--- Exercise goal ---
Set down the lines below exactly as they stand, please. Go from the first through the one containing "This adds a".
··· Data listing
PR #6185, opened 2019-08-08
feat(cmd): add feature gates

bacongobbler:
This adds a new `gates` package used for interacting with feature gates. It also marks the OCI registry work as experimental, signalling to users that it is not a stable feature of Helm. By default, these commands are hidden from the user unless they set the correct feature gate.

This also moves the `registry` package into the `internal/experimental` package so that users do not start to rely on this package for production use as it continues to iterate over time.

To use this:

```
$ ./bin/helm chart pull foo
Error: this feature has been marked as experimental and is not enabled by default. Please set $HELM_EXPERIMENTAL_OCI in your environment to use this feature
$ HELM_EXPERIMENTAL_OCI=1 ./bin/helm chart pull foo
: Pulling from foo
Error: object required
```


bacongobbler:
cc @jdolitsky

mattfarina:
This generally looks good to me. Not going to approve as the tests are failing and @jdolitsky should look at it first.

bacongobbler:
oops. Thanks @mattfarina. Will take a look at the failing tests.

cmd/helm/helm.go
```diff
@@ -33,11 +33,15 @@ import (
...
 	"helm.sh/helm/pkg/action"
 	"helm.sh/helm/pkg/cli"
+	"helm.sh/helm/pkg/gates"
 	"helm.sh/helm/pkg/kube"
 	"helm.sh/helm/pkg/storage"
 	"helm.sh/helm/pkg/storage/driver"
 )
 
+// FeatureGateOCI is the feature gate for checking if `helm chart` and `helm registry` commands should work
+const FeatureGateOCI = gates.Gate("HELM_EXPERIMENTAL_OCI")
```
jdolitsky: should this be public?

jdolitsky:
lgtm!

cmd/helm/helm.go
bacongobbler: this is helm-specific code so I'd prefer to keep this in `cmd` as an internal variable for the CLI.

This should be exposed as part of #5311 though.

jzelinskie:
Looks great! Even integrated with Cobra!

jdolitsky (approved):

Issue #6186, opened 2019-08-08
Make `helm search` work against monocular search


mattfarina:
When the stable repository was removed from Helm v3, people lost the ability to search out of the box. The idea is to enable default search to use the Helm Hub (an instance of monocular). Options would allow search to be pointed at another instance of monocular or to fall back to repositories stored locally. OCI based storage search isn't known yet as OCI distributions don't provide a standard search API.

The tasks as I think I see them are:

1. Create a monocular client that Helm can use to search
2. Wire up the CLI to search monocular by default or the local store with a flag
3. Figure out OCI repository search

bacongobbler:
slating this for the beta, though we could let it slip into beta.2 if required.

waveywaves:
@mattfarina Can I give my hand at <2> or <3> is that is fine with you. Once #6187 gets merged ?

bacongobbler:
closed via #6211. Let's address OCI search once that's actually a part of the OCI spec. Right now that doesn't exist.

PR #6187, opened 2019-08-08
Adding a monocular client as a package

mattfarina:
Includes client creation and search

Relates to #6186


pkg/monocular/search.go
```diff
@@ -0,0 +1,132 @@
...
+	"time"
+
+	"helm.sh/helm/pkg/chart"
+)
+
+// The structs below represent the structure of the response from the monocular
+// search API.
+
+// SearchResult represents an individual chart result
+type SearchResult struct {
```
thomastaylor312: Do these structs exist in monocular and could we use them if so?

pkg/monocular/search.go
```diff
@@ -0,0 +1,132 @@
...
+	// Create the URL to the search endpoint
+	// Note, this is currently an internal API for the Hub. This should be
+	// formatted without showing how monocular operates.
+	p, err := url.Parse(c.BaseURL)
+	if err != nil {
+		return nil, err
+	}
+
+	// Set the path to the monocular API endpoint for search
+	p.Path = path.Join(p.Path, "api/chartsvc/v1/charts/search")
```
thomastaylor312: Consider making this part of the path a constant

thomastaylor312 (commented):
This is looking pretty good.

Just wanted to have one discussion around whether or not this should be in `internal` or not. I could see this code being useful to others, but worry about exporting it and supporting it still. A full monocular client feels like something that should belong in monocular and be imported

pkg/monocular/search.go
mattfarina: They do. But, the package imports `k8s.io/helm/pkg/proto/hapi/chart`. I'd like to avoid that package import from helm v2 to helm v3. Any ideas other than copying?

bacongobbler:
I noticved a lot of code in here shares similarities with `pkg/getter/httpgetter.go`. Would it be worth conslidating the HTTP client creation code? For example, the `tlsutil` setup as well as the proxy setup available in httpgetter may be worthwhile to consider.

bacongobbler:
https://github.com/helm/helm/blob/affd77558ffd343716036c01a075ed16540c5aaa/pkg/getter/httpgetter.go#L79-L100

bacongobbler:
I even notice that the same HTTP user agent introduce here is commented out in httpgetter.go... Perhaps we can just uncomment that. Not sure why it's unavailable :thinking: 

https://github.com/helm/helm/blob/affd77558ffd343716036c01a075ed16540c5aaa/pkg/getter/httpgetter.go#L49

mattfarina:
@bacongobbler The user agent used to be set for the httpgetter. When we used to pull chart stats we could see which versions of Helm were calling for it. On master this is still happening. Somewhere in the v3 refactor something changed.

The httpgetter is coupled to the getter system. Is it worth trying to make the two work using the same code? Should the getter system (or just the httpgetter) be used for the basic http request?

bacongobbler:
It might be worth re-using the getter system for monocular. While monocular does not interface directly with a basic HTTP filestore similar to the chart repository API (s3, azure, chartmuseum, gcs), the function signatures for `.Search(term)` and `.Get(url)` seem similar enough in design WRT HTTP client setup. I'll experiment with this today but I wouldn't block this from going through.

The user agent string on the httpgetter should probably be restored. Consumers can overwrite the user agent string if they choose. I'll file a separate PR for that.

mattfarina:
@thomastaylor312 I made the tweaks you suggested. In addition to that I added a user agent function to the version package since we will need that in a couple other places. This is after chatting with @bacongobbler who is specifying the user agent in another PR.

bacongobbler:
#6197 has already been merged, so if you want to update that part of the codebase to use the `.UserAgent` function, that would be dandy. :)

mattfarina:
@bacongobbler done!

bacongobbler (approved):

pkg/monocular/search.go
thomastaylor312: Nope, that makes complete sense

thomastaylor312 (approved):

waveywaves:
There seems to be conflict merges on `internal/version/version.go`

mattfarina:
@waveywaves I knew this was coming. @thomastaylor312 warned me before merging his change that caused this. A rebase with the most minor of changes (i.e.i removing an import) was the only thing needed to correct this.

PR #6197, opened 2019-08-09
feat(getter): set default User-Agent

bacongobbler:


mattfarina (approved):
This looks good. If no user agent is set it will default to this.

I wonder if the code path was meant to have this as a CLI option (with a default) that was passed to an action that was passed here. That could still be done as a follow-up. It would be useful for an application that exec's out to Helm. I think we considered this at one time for chart-testing.

PR #6199, opened 2019-08-09
ref(cmd/helm): remove helm home command

adamreese:
This command only displays documentation.  I think we should remove it
in favor of documentation and add a command later if required.


bacongobbler (approved):
Yeah... This makes sense. LGTM. The command is a little wonky now that Helm's distributed across multiple directories.

We should update the FAQ on `helm home` as well: https://github.com/helm/helm-www/blob/dev-v3-docs/content/docs/faq.md#xdg-base-directory-support

PR #6208, opened 2019-08-12
fix(pkg/kube): only wait for events from Jobs and Pods

adamreese:
Fixes issue of waiting for events from hook objects that are not Jobs or
Pods.


thomastaylor312 (approved):
Good catch on this one

PR #6211, opened 2019-08-12
Exposing Helm Hub search via the search command

mattfarina:
This retains the ability to search added repositories

Part of #6186

### DIFF
--- a/cmd/helm/search.go
+++ b/cmd/helm/search.go
@@ -17,211 +17,27 @@ limitations under the License.
 package main
 
 import (
-	"fmt"
 	"io"
-	"strings"
 
-	"github.com/Masterminds/semver"
-	"github.com/gosuri/uitable"
-	"github.com/pkg/errors"
 	"github.com/spf13/cobra"
-
-	"helm.sh/helm/cmd/helm/search"
-	"helm.sh/helm/internal/monocular"
-	"helm.sh/helm/pkg/helmpath"
-	"helm.sh/helm/pkg/repo"
 )
 
 const searchDesc = `
-Search reads through all of the repositories configured on the system, and
-looks for matches.
-
-Repositories are managed with 'helm repo' commands.
+Search provides the ability to search for Helm charts in the various places
+they can be stored including the Helm Hub and repositories you have added. Use
+search subcommands to search different locations for charts.
 `
 
-// searchMaxScore suggests that any score higher than this is not considered a match.
-const searchMaxScore = 25
-
-type searchOptions struct {
-	versions       bool
-	regexp         bool
-	version        string
-	searchEndpoint string
-	repositories   bool
-	maxColWidth    uint
-}
-
 func newSearchCmd(out io.Writer) *cobra.Command {
-	o := &searchOptions{}
 
 	cmd := &cobra.Command{
 		Use:   "search [keyword]",
 		Short: "search for a keyword in charts",
 		Long:  searchDesc,
-		RunE: func(cmd *cobra.Command, args []string) error {
-			return o.run(out, args)
-		},
 	}
 
-	f := cmd.Flags()
-	f.StringVar(&o.searchEndpoint, "endpoint", "https://hub.helm.sh", "monocular instance to query for charts")
-	f.BoolVarP(&o.repositories, "repositories", "r", false, "search repositories you have added instead of monocular")
-	f.BoolVarP(&o.regexp, "regexp", "", false, "use regular expressions for searching repositories you have added")
-	f.BoolVarP(&o.versions, "versions", "l", false, "show the long listing, with each version of each chart on its own line, for repositories you have added")
-	f.StringVar(&o.version, "version", "", "search using semantic versioning constraints on repositories you have added")
-	f.UintVar(&o.maxColWidth, "maxColumnWidth", 50, "maximum column width for output table")
+	cmd.AddCommand(newSearchHubCmd(out))
+	cmd.AddCommand(newSearchRepoCmd(out))
 
 	return cmd
-}
-
-func (o *searchOptions) run(out io.Writer, args []string) error {
-
-	// If searching the repositories added via helm repo add follow that path
-	if o.repositories {
-		debug("searching repositories")
-		// If an endpoint was passed in but searching repositories the user should
-		// know the option is being skipped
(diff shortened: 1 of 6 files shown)


cmd/helm/search.go
```diff
@@ -60,14 +64,62 @@ func newSearchCmd(out io.Writer) *cobra.Command {
 	}
 
 	f := cmd.Flags()
-	f.BoolVarP(&o.regexp, "regexp", "r", false, "use regular expressions for searching")
-	f.BoolVarP(&o.versions, "versions", "l", false, "show the long listing, with each version of each chart on its own line")
-	f.StringVar(&o.version, "version", "", "search using semantic versioning constraints")
+	f.StringVar(&o.searchEndpoint, "endpoint", "https://hub.helm.sh", "monocular instance to query for charts")
```
thomastaylor312: Looking at the flag documentation, do you think it would be better to have a `helm search repositories|repos` and `helm search hub` for each of the search types with `helm search` being an alias for `helm search hub`? I think it might be less confusing than using a flag to switch it

cmd/helm/search.go
```diff
@@ -60,14 +64,62 @@ func newSearchCmd(out io.Writer) *cobra.Command {
...
+	if o.version != "" {
+		fmt.Fprintln(out, "Notice: Setting the \"version\" flag has no effect when searching monocular (e.g., Helm Hub)")
+	}
+
+	c, err := monocular.New(o.searchEndpoint)
+	if err != nil {
+		return errors.Wrap(err, fmt.Sprintf("unable to create connection to %q", o.searchEndpoint))
+	}
+
+	q := strings.Join(args, " ")
```
thomastaylor312: Do we need to perform any sanitation here? I don't think so, but want to bring it up for discussion

thomastaylor312 (commented):
Code is looking good. Just 2 discussion items before I give the LGTM

cmd/helm/search.go
bacongobbler: If we're following convention from `helm get`, it's probably best to make `helm search` display usage help for the subcommands `helm search hub` and `helm search repositories`. That way the two commands can accept different flags, different arguments, etc and users won't be confused about using, say, why a flag like `--index-file` won't work with `helm search hub` but works with `helm search repositories`.

bacongobbler: That would also help in the future when we support OCI registries; it'd just be another subcommand: `helm search registry`

cmd/helm/search.go
mattfarina: Good question. The escaping happens inside the monocular package [here](https://github.com/helm/helm/blob/29d6853659e212aebe9a8e4ebcb10f4bf66989eb/internal/monocular/search.go#L108).

cmd/helm/search.go
technosophos: Yeah, I agree with this.

bacongobbler:
Working on a follow-up to this PR. Should have something available in the next few hours

cmd/helm/search.go
mattfarina: @bacongobbler it's worth noting that `helm get` does something by default. It just doesn't display information. :)

In this case I will have it display the subcommand information.

cmd/helm/search_hub.go
```diff
@@ -0,0 +1,102 @@
...
+	searchEndpoint string
+	maxColWidth    uint
+}
+
+func newSearchHubCmd(out io.Writer) *cobra.Command {
+	o := &searchHubOptions{}
+
+	cmd := &cobra.Command{
+		Use:   "hub [keyword]",
+		Short: "search for a keyword in charts",
```
bacongobbler: should this get updated to differentiate from `helm search repo`?

cmd/helm/search_hub.go
```diff
@@ -0,0 +1,102 @@
...
+		Long:  searchHubDesc,
+		RunE: func(cmd *cobra.Command, args []string) error {
+			return o.run(out, args)
+		},
+	}
+
+	f := cmd.Flags()
+	f.StringVar(&o.searchEndpoint, "endpoint", "https://hub.helm.sh", "monocular instance to query for charts")
+	f.UintVar(&o.maxColWidth, "maxColumnWidth", 50, "maximum column width for output table")
```
bacongobbler: can we change this to `--max-col-width` to stay consistent with other commands?

Also would it be better to bump this to a higher default? Basic search commands like `helm search hub wordpress` all seen to clip due to the length of the URL. `https://hub.helm.sh/charts/stable/` is an extra 34 characters, leaving 16 characters for the chart name.

cmd/helm/search_repo.go
```diff
@@ -0,0 +1,163 @@
...
+		RunE: func(cmd *cobra.Command, args []string) error {
+			return o.run(out, args)
+		},
+	}
+
+	f := cmd.Flags()
+	f.BoolVarP(&o.regexp, "regexp", "r", false, "use regular expressions for searching repositories you have added")
+	f.BoolVarP(&o.versions, "versions", "l", false, "show the long listing, with each version of each chart on its own line, for repositories you have added")
+	f.StringVar(&o.version, "version", "", "search using semantic versioning constraints on repositories you have added")
+	f.UintVar(&o.maxColWidth, "maxColumnWidth", 50, "maximum column width for output table")
```
bacongobbler: can we change this to `--max-col-width` to stay consistent with other commands?

bacongobbler (changes requested):
LGTM! Just some minor vanity changes then looks good to ship.

cmd/helm/search_hub.go
mattfarina: I meant to change those and forgot. Thanks for catching that.

cmd/helm/search_hub.go
mattfarina: I toyed with different sizes for the columns. On a big monitor it was fine. But, on a laptop screen, like my 13 inch display, it was a problem if I went much bigger. That is why I ended up making it configurable.

Maybe as a follow-up we should look at sizes and see if we can find a good optimum. I can do that.

mattfarina:
@bacongobbler updated based on your feedback. Thanks.

bacongobbler (approved):

bacongobbler:
:shipit:

Issue #5958, opened 2019-06-30
[feature] helm install --wait does not wait for storageclass


staticdev:
Output of `helm version`: 2.14.1

Output of `kubectl version`: Client Version: version.Info{Major:"1", Minor:"15", GitVersion:"v1.15.0", GitCommit:"e8462b5b5dc2584fdcd18e6bcfe9f1e4d970a529", GitTreeState:"clean", BuildDate:"2019-06-19T16:40:16Z", GoVersion:"go1.12.5", Compiler:"gc", Platform:"linux/amd64"}

Cloud Provider/Platform (AKS, GKE, Minikube etc.): Kubeadm

To reproduce just try the script:
```sh
helm repo add storageos https://charts.storageos.com
helm install storageos/storageos-operator --namespace storageos-operator --wait
kubectl patch storageclass fast -p '{"metadata": {"annotations":{"storageclass.kubernetes.io/is-default-class":"true"}}}'
```

It installs a apiVersion: apps/v1 Deployment.
https://github.com/storageos/charts/blob/master/stable/storageos-operator/templates/operator.yaml

According to the documentation, the --wait has a limited scope:

>     Waits until all Pods are in a ready state, PVCs are bound, Deployments have minimum (Desired minus maxUnavailable) Pods in ready state and Services have an IP address (and Ingress if a LoadBalancer) before marking the release as successful

bacongobbler:
I'm missing the context here. Is this an ask for the `--wait` flag to wait for storage classes to become available?

@thomastaylor312 what do you think about this?

staticdev:
@bacongobbler Exactly! I am running into problems for automating helm installations that create storageclasses. Because I set --wait and can't patch the class for example to be default after this scripted installation.

thomastaylor312:
@staticdev to clarify, is this needed because your chart _also_ has a PVC that is using the newly created storage class or is it creating the storage class as a pre-req before running other steps/releases down the road?

staticdev:
@thomastaylor312 second option: it creates a storage class that is needed for next steps.

thomastaylor312:
Hmmm...that is interesting. I'll take a look at possibly adding it. To be honest, I might add it just to Helm 3 because the logic has been completely cleaned up there and is still a bit of a mess in Helm 2

staticdev:
@thomastaylor312 I see no problem at all. I am pretty enthusiastic about Helm 3 and looking forward for stable version ASAP =)

[...]

Issue #5871, opened 2019-06-11
Proposal: Manage CRDs


mattfarina:
I have to give credit to @prydonius for this idea. I'm just writing it up here. Can do a proposal to community if this needs to move forward. Not entirely sure what is feasible yet.

**The idea:**

Have a `crd` directory alongside the `templates` directory. Helm would then check for missing CRDs and attempt to install them. If it cannot install them and they are missing it would stop, explain why it can't install them (e.g., permissions), and provide some details (e.g., someone with permissions needs to install the CRDs).

This is because there is common wrapper logic needed around CRDs for each of them that is about the same for this. First, check if it's installed and if it's not then have it there with the crd install hook.

One unknown is handing changes in the CRD content at the same `apiVersion`. This happens in practice and has many potential problems. Can we detect a change and throw an error to require human intervention?

Once this is in place the Helm dependency system can be used to handle CRDs that are dependent upon one another. Each can be in their own chart with their own controllers.

mattfarina:
cc @technosophos @adamreese @bacongobbler @hickeyma @michelleN @viglesiasce @thomastaylor312 @SlickNik

bacongobbler:
I agree that there is a common wrapper logic being used for all CRDs in Helm 2 recently.

I would love to see a practical example! It seems like it's an idea worth investigating. I'm having a hard time conceptualizing this, so having a practical example to play with and understand the solution might be a good way forward to see if this is feasible or not (as well as provide feedback on the design).

technosophos:
As I see it, we have four major problems to sort out with CRDs:

- Install order: CRDs have to be installed in a separate operation from any _usage of_ (instances of) that CRD. 
- Compatibility detection: If a CRD exists, and a request to install the CRD comes in, but the api versions are different, what do we do?
- Update process: CRDs are possibly global, while most other kinds that appear in Helm charts are not. So under what conditions can a chart that contains a CRD upgrade the CRD?
- Deletion of a CRD: When a CRD is deleted, all of its instances are deleted. And CRDs are global. Under what conditions can Helm delete a CRD (clearly, it's not by default)

As far as I can tell, the above makes it easier to solve the first point. But is it in any way helping or hindering with the others? I don't want to take a shot at solving just one prong, only to discover that that solution prevented us from solving the others.

[...]

PR #6212, opened 2019-08-12
refs #5958 : Added Wait on Storage Class

waveywaves:

wrt https://github.com/helm/helm/issues/5958 
Allows the user to wait on availability of storage classes.

Tested it out with

```
helm install efs kubernetes-charts/efs-provisioner --wait
```

**If applicable**:

### DIFF
--- a/pkg/kube/wait.go
+++ b/pkg/kube/wait.go
@@ -27,6 +27,7 @@ import (
 	batchv1 "k8s.io/api/batch/v1"
 	corev1 "k8s.io/api/core/v1"
 	extensionsv1beta1 "k8s.io/api/extensions/v1beta1"
+	storagev1 "k8s.io/api/storage/v1"
 	metav1 "k8s.io/apimachinery/pkg/apis/meta/v1"
 	"k8s.io/apimachinery/pkg/labels"
 	"k8s.io/apimachinery/pkg/runtime"
@@ -114,6 +115,14 @@ func (w *waiter) waitForResources(created ResourceList) error {
 				if !w.deploymentReady(newReplicaSet, currentDeployment) {
 					return false, nil
 				}
+			case *storagev1.StorageClass:
+				sc, err := w.c.StorageV1().StorageClasses().Get(value.Name, metav1.GetOptions{})
+				if err != nil {
+					return false, err
+				}
+				if !w.storageClassReady(sc) {
+					return false, nil
+				}
 			case *corev1.PersistentVolumeClaim:
 				claim, err := w.c.CoreV1().PersistentVolumeClaims(value.Namespace).Get(value.Name, metav1.GetOptions{})
 				if err != nil {
@@ -155,6 +164,7 @@ func (w *waiter) waitForResources(created ResourceList) error {
 				ok, err = w.podsReadyForObject(value.Namespace, value)
 			case *appsv1.ReplicaSet:
 				ok, err = w.podsReadyForObject(value.Namespace, value)
+
 			}
 			if !ok || err != nil {
 				return false, err
@@ -216,6 +226,14 @@ func (w *waiter) serviceReady(s *corev1.Service) bool {
 func (w *waiter) volumeReady(v *corev1.PersistentVolumeClaim) bool {
 	if v.Status.Phase != corev1.ClaimBound {
 		w.log("PersistentVolumeClaim is not bound: %s/%s", v.GetNamespace(), v.GetName())
+		return false
+	}
+	return true
+}
+
+func (w *waiter) storageClassReady(sc *storagev1.StorageClass) bool {
+	if len(sc.Provisioner) <= 0 {
+		w.log("Provisioner is not allocated: %s/%s", sc.GetNamespace(), sc.GetName())
 		return false
 	}
 	return true


waveywaves:
cc @bacongobbler @thomastaylor312 @staticdev

pkg/kube/wait.go
```diff
@@ -221,6 +231,14 @@ func (w *waiter) volumeReady(v *corev1.PersistentVolumeClaim) bool {
 	return true
 }
 
+func (w *waiter) storageClassReady(sc *storagev1beta1.StorageClass) bool {
+	if len(sc.Provisioner) <= 0 {
```
thomastaylor312: I was looking at the reference docs and documentation for storage classes and I am not sure this is the best field to be keying off of. It looks like `provisioner` is a required field anyway and so this is more of a validation issue. However, I can't seem to figure out what field would need to be used. Is there something better we can key off of to solve the problem as described in #5958?

pkg/kube/wait.go
```diff
@@ -114,6 +115,14 @@ func (w *waiter) waitForResources(created ResourceList) error {
 				if !w.deploymentReady(newReplicaSet, currentDeployment) {
 					return false, nil
 				}
+			case *storagev1beta1.StorageClass:
```
thomastaylor312: The storage APIs are now at `v1`, so we should make sure to have a case for that api version as well and also just use the v1 storage client to fetch both of them (like what we do with deployments)

thomastaylor312 (changes requested):
A few changes needed and a discussion on how to tell if a storage class is "ready." Also, can you make sure to add storage class to the `--wait` flag documentation as well?

pkg/kube/wait.go
waveywaves: I have updated it to stroragev1

pkg/kube/wait.go
waveywaves: In the given issue the problem is taking place with CRDs not being instantiated properly. And is the issue with the APIs which the storageos operator is trying to expose. The storageclasses defined over there are provided by the storageos apis and not something supported here. Here we are mainly trying to listen on StorageClasses defined in Kubernetes.

waveywaves: I have discussed with a few folks working in storage, more specifically Ceph. It seems that the check the health of the storage class is based on if the provisioner is up. In #5958 @staticdev is trying to install an operator which upon installing exposes the storageos.io/v1

waveywaves:
Added storageclass to the `--wait` documentation(s) https://github.com/helm/helm-www/pull/260

pkg/kube/wait.go
thomastaylor312: If I am understanding it correctly, this is trying to watch for storage classes that are created by the operator, which are completely out of scope from Helm itself. This feels like something that should be done in a `post-install` hook rather than within the wait logic itself

waveywaves:
Build is failing at
```
127.0.0.1 - - [14/Aug/2019:22:49:51 +0000] "HEAD /v2/testrepo/whodis/manifests/9.9.9 HTTP/1.1" 404 95 "" "Go-http-client/1.1"
time="2019-08-14T22:49:51.735955824Z" level=info msg="authorized request" go.version=go1.12.8 http.request.host="localhost:33475" http.request.id=52cd629d-c88a-4cf4-a809-17c90d114ce1 http.request.method=HEAD http.request.remoteaddr="127.0.0.1:36264" http.request.uri=/v2/testrepo/testchart/manifests/1.2.3 http.request.useragent=Go-http-client/1.1 vars.name=testrepo/testchart vars.reference=1.2.3
time="2019-08-14T22:49:51.73632909Z" level=info msg="response completed" go.version=go1.12.8 http.request.host="localhost:33475" http.request.id=52cd629d-c88a-4cf4-a809-17c90d114ce1 http.request.method=HEAD http.request.remoteaddr="127.0.0.1:36264" http.request.uri=/v2/testrepo/testchart/manifests/1.2.3 http.request.useragent=Go-http-client/1.1 http.response.contenttype=application/vnd.oci.image.manifest.v1+json http.response.duration=66.486704ms http.response.status=200 http.response.written=352
127.0.0.1 - - [14/Aug/2019:22:49:51 +0000] "HEAD /v2/testrepo/testchart/manifests/1.2.3 HTTP/1.1" 200 352 "" "Go-http-client/1.1"
--- FAIL: TestParseReference (0.00s)
    reference_test.go:51: 
        	Error Trace:	reference_test.go:51
        	Error:      	Received unexpected error:
        	            	parse dummy://mychart:1.5.0: invalid port ":1.5.0" after host
        	Test:       	TestParseReference
panic: runtime error: invalid memory address or nil pointer dereference [recovered]
[signal SIGSEGV: segmentation violation code=0x1 addr=0x18 pc=0x120f1e7]
```

thomastaylor312:
@waveywaves I have an open PR to fix that. It is related to the go 1.12.8 security release that broke some things

pkg/kube/wait.go
waveywaves: This PR watches StorageClasses defined via Kubernetes by default. 

The listening on CustomResources such as StorageOS StorageClasses is something that would be part of a larger CRD integration Story as discussed here https://github.com/helm/helm/issues/5871 is what I feel. This PR would not be catering to that, but the Users should be able to listen on successful creation of StorageClasses nevertheless.

waveywaves:
> @waveywaves I have an open PR to fix that. It is related to the go 1.12.8 security release that broke some things

Can you point me to it. I want to see what is wrong :1234:

thomastaylor312:
See #6228

pkg/kube/wait.go
thomastaylor312: So I don't think it will work as defined in this PR though. The wait logic only waits for resources that were defined as part of the release and not the default resources that are already there. I am also still not sure what constitutes a storage class being ready based on all of my past experience and current reading of the docs. As I stated before, according to the spec, `provisioner` is a required field, so basically all we are doing is retrieving the object from the k8s API to see if we can do it. Is there anything that Helm itself can "wait" on that isn't a specific provider of a storage class?

It may be valuable for us to sync up over a call so I make sure I am not missing anything

waveywaves:
Closed this based on a discussion with @thomastaylor312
······
--- Your solution ---
PR #6185, opened 2019-08-08
feat(cmd): add feature gates

bacongobbler:
This adds a new `gates` package used for interacting with feature gates. It also marks the OCI registry work as experimental, signalling to users that it is not a stable feature of Helm. By default, these commands are hidden from the user unless they set the correct feature gate.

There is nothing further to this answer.